DATA FOR THIS EXERCISE —
PR #673, opened 2024-11-28
Replicate anjl params to avoid global import causing delays

### LINKED ISSUE #656: Slow import
Importing `malariagen_data` is a little slow at the moment, likely because `anjl` is imported internally which triggers jit compilation of `anjl` functions. Perhapse we could move to only importing `anjl` when needed within the neighbour-joining functions.

leehart:
* Resolves #656.


alimanfoo (approved):
🌻

Issue #682, opened 2024-12-03
Faster CI


alimanfoo:
As part of #366 we have been moving all Anopheles tests to use simulated data, rather than accessing data from GCS. The action which run these new unit tests ([tests.yml](https://github.com/malariagen/malariagen-data-python/blob/master/.github/workflows/tests.yml)) are relatively fast, e.g., running in ~6 minutes. They also have the benefit that they don't need to access GCS data and so can be run from a PR from a fork.

The action which runs the remaining legacy tests that access GCS data are defined in [legacy_tests.yml](https://github.com/malariagen/malariagen-data-python/blob/master/.github/workflows/legacy_tests.yml). These tests have been gradually removed during the refactoring work, and at some point we might be able to completely remove this action. Until that time, this action currently takes ~13m and should reduce in time with further refactoring ongoing (e.g., via #665).

The slowest action currently is the [notebooks.yml](https://github.com/malariagen/malariagen-data-python/blob/master/.github/workflows/notebooks.yml) action which runs all Jupyter notebooks in the "notebooks" folder. This takes around 41m and accesses data from GCS so cannot be run in a PR from a fork.

It would be great in general if checks that run in PRs run faster and can be run in a PR from a fork.

Here's a suggested approach:

* Move the `notebooks.yml` action to only run as part of the [release.yml](https://github.com/malariagen/malariagen-data-python/blob/master/.github/workflows/release.yml) action. I.e., we only run the notebooks when trying to make a release. Any notebook failures will block a release being uploaded to PyPI, and so we can then fix any problems and retag the release.

* Move the `legacy_tests.yml` action to only run as part of the `release.yml` action, for the same reason as above.

* At a later date, when all of the Anopheles unit tests that access GCS data have been removed via the refactoring work, maybe remove the `legacy_tests.yml` action completely. Although possibly some Plasmodium tests will remain that still access GCS data. In which case rename `legacy_tests.yml` to `integration_tests.yml` to help better clarify the purpose.

alimanfoo:
We could also consider running the notebooks and integration tests on merge to master. I.e., these checks only run after a PR is merged, not during commits to an open PR. This would catch any failures earlier than if they were only run on a release. However, this would rely on someone getting notifications of the failures on master.

alimanfoo:
@leehart what do you think? Should the notebooks and integration checks notebooks run...

* Option 1 - on merge to master
* Option 2 - within the release action (preventing upload to PyPI if they fail)
[...]

PR #686, opened 2024-12-04
Refactor unit and integration tests and corresponding github actions

alimanfoo:
This PR aims to make a clearer distinction between unit and integration tests, where unit tests run against local or simulated data, and integration tests run against real remote data in GCS.

* Reorganise the tests to bring together all tests which run against data in GCS into a common `tests/integration` directory, both for Anopheles and Plasmodium.

* The `legacy_tests.yml` action is renamed to `integration_tests.yml` and explicitly runs only those tests within the `tests/integration` directory.

* The `tests.yml` and `coverage.yml` actions are updated to run all tests **except** those in the `tests/integration` directory.

* Previously also we had a mixture of using poetry or pip to install the package and its dependencies in different actions. For simplicity this PR uses pip in all actions running tests or notebooks.

* Ensure that mypy runs with the package and all its dependencies installed, for more comprehensive type checking, and fix or ignore additional typing errors that come up.

This lays some groundwork for #682 but doesn't resolve it.


tests/test_plasmodium.py
```diff
@@ -186,7 +186,7 @@ def test_setup_returns_config_correctly(self):
         self.assertEqual(
             plasmodium.CONF,
             {
-                "default_url": "gs://test_plasmodium_release/",
+                "default_url": "s3://test_plasmodium_release/",
```
alimanfoo, line 189: This change ensures the tests don't try to access GCS within this test module (using a GCS URL triggers an attempt to authenticate, which then requires secrets, which then won't work on a PR from a fork).

leehart (approved):
Thanks @alimanfoo

eselimnl (approved):
Thanks for including s3fs @alimanfoo!

PR #688, opened 2024-12-06
Palette option in `plot_cnv_hmm_heatmap`

### LINKED ISSUE #687: Colors are hard-coded in `plot_cnv_hmm_heatmap`
Currently, the palette is hard-coded to the default value (that we also use in `gene_cnv_frequencies` ) but we could give users the option of using a different palette (as we do in `gene_cnv_frequencies`).

jonbrenas:
Resolves #687.


alimanfoo (approved):
Thanks @jonbrenas, good call to expose this parameter here as well.

Issue #664, opened 2024-11-25
`plot_frequencies_heatmap` is not in the correct file


jonbrenas:
`plot_frequencies_heatmap` is in snp_frq.py when it is used to plot all kinds of frequencies heat maps. It could probably be moved to util.py (if there are parasite functions that want to use a similar function) or anopheles.py.

This issue replaces the second part of #661. 

Here is @leehart comment on this issue from #661: 

>I'm less comfortable with migrating plot_frequencies_heatmap to util.py or anopheles.py. I'm wary about files like util.py becoming a general purpose catch-all place for all kinds of stuff, like that stereotypical one kitchen drawer! And if we're talking about moving stuff out of anopheles.py, which sounds like a pretty high-level place, something seems wrong about moving other stuff into it, especially plotting functions, within the same breath. But I would need to refresh my memory on the scope of those particular modules. In principle, I would go with grouping like-with-like, but you know those sort of decisions can become subjective or aesthetic, rather than perfectly rational.
>
>Where do we usually put functions (e.g. plotting functions) that are used by both parasite and vector? Is it really util.py?

jonbrenas:
I see what you mean @leehart and I agree. I don't really think there are many (if any) functions that are used by both parasite and vector. I think a good alternative would be to create a new file, e.g. `frq_functions.py` that contains the functions that are shared between `hap_frq.py`, `snp_frq.py` and (future) `cnv_frq.py`. Would that make sense @leehart, @alimanfoo ?

jonbrenas:
Worth mentioning, #630 (the PR that creates `hap_freq.py`) moves a lot of functions (but not the plotting functions) that are shared by all 3 `_advanced` versions of the frequency analyses to `utils.py`. I think that it would make more sense to move them to `frq_functions.py` as well if we choose to go this way.

kebarr:
Closing as fixed in [PR 690](https://github.com/malariagen/malariagen-data-python/pull/690)

PR #690, opened 2024-12-06
Creating a file for the code shared by all `_frequencies` functions

jonbrenas:
Addresses #664 .

I moved the functions to enable the computation of frequencies and the plotting functions (which required to define a new `AnophelesFrequency` class). I still want to move the tests of the plotting functions to their own file instead of `test_snp_frq.py`.


jonbrenas:
The tests for the plotting functions are still only on SNP frequencies. Is that good enough?

tests/anoph/test_frq.py
```diff
@@ -0,0 +1,98 @@
+import pytest
+import plotly.graph_objects as go  # type: ignore
+
+import random
+
+
+@pytest.mark.skip
+def test_plot_frequencies_heatmap(api, frq_df):
```
alimanfoo, line 8: Suggest to rename "check_..." instead of "test_...". That way the function won't be seen as a test by pytest, and so won't need to be marked for skipping. Also it will follow the convention used elsewhere in malariagen_data, where utility functions for use in testing are named "check_...".

Same comment applies to all functions in this module.

alimanfoo (commented):
Hi @jonbrenas, thanks so much. A few comments...

alimanfoo:
> @alimanfoo, I might have found a solution that works for what I wanted to do (namely, import shared testing functions for plotting frequencies into the various `test_*_frq.py`s) by telling `pytest` to ignore them when it reaches their file (it means that the tests now return the number of "passed", "skipped", "failed" tests (as well as warnings). I checked that when the tests are actually run when called in the relevant file, they would show a failure if they failed (i.e., they are not skipped when explicitly called).

Thanks @jonbrenas. As suggested in the code review above, it might be even better to name these utility functions like "check_..." instead of "test_..." then no need for skipping. 

If the importing of functions between test modules seems to work then I guess we're OK! I still don't understand the mechanics of how pytest imports test modules. But if you've confirmed it works then no objection.

jonbrenas:
Thanks @alimanfoo. This all makes a lot of sense.

tests/anoph/conftest.py
```diff
@@ -1013,6 +1013,14 @@ def contigs(self) -> Tuple[str, ...]:
     def random_contig(self):
         return choice(self.contigs)
 
+    def random_transcript_id(self):
+        df_transcripts = self.genome_features.query("type == 'mRNA'")
+        transcript_ids = [
+            t.split(";")[0].split("=")[1] for t in df_transcripts.loc[:, "attributes"]
+        ]
```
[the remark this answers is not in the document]
leehart: Noting here that the code in this PR is now:
```python
    def random_transcript_id(self):
        df_transcripts = self.genome_features.query("type == 'mRNA'")
        transcript_ids = [
            gff3_parse_attributes(t)["ID"] for t in df_transcripts.loc[:, "attributes"]
        ]
        transcript_id = choice(transcript_ids)
        return transcript_id
```

tests/anoph/test_frq.py
leehart: Noting here that the code in this PR Is now:
```python
def check_plot_frequencies_heatmap(api, frq_df):
    fig = api.plot_frequencies_heatmap(frq_df, show=False, max_len=None)
    assert isinstance(fig, go.Figure)

    # Test max_len behaviour.
    with pytest.raises(ValueError):
        api.plot_frequencies_heatmap(frq_df, show=False, max_len=len(frq_df) - 1)

    # Test index parameter - if None, should use dataframe index.
    fig = api.plot_frequencies_heatmap(frq_df, show=False, index=None, max_len=None)

    if "contig" in list(frq_df.columns):
        # Not unique.
        with pytest.raises(ValueError):
            api.plot_frequencies_heatmap(
                frq_df, show=False, index="contig", max_len=None
            )
```

leehart (approved):
Thanks @jonbrenas . This looks good to go, unless you know of any further changes required?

WORK REQUIRED —
Each line in the records above that contains the word "type" must be copied.

SOLUTION FOR THIS PROBLEM —
* Ensure that mypy runs with the package and all its dependencies installed, for more comprehensive type checking, and fix or ignore additional typing errors that come up.
+import plotly.graph_objects as go  # type: ignore
+        df_transcripts = self.genome_features.query("type == 'mRNA'")
        df_transcripts = self.genome_features.query("type == 'mRNA'")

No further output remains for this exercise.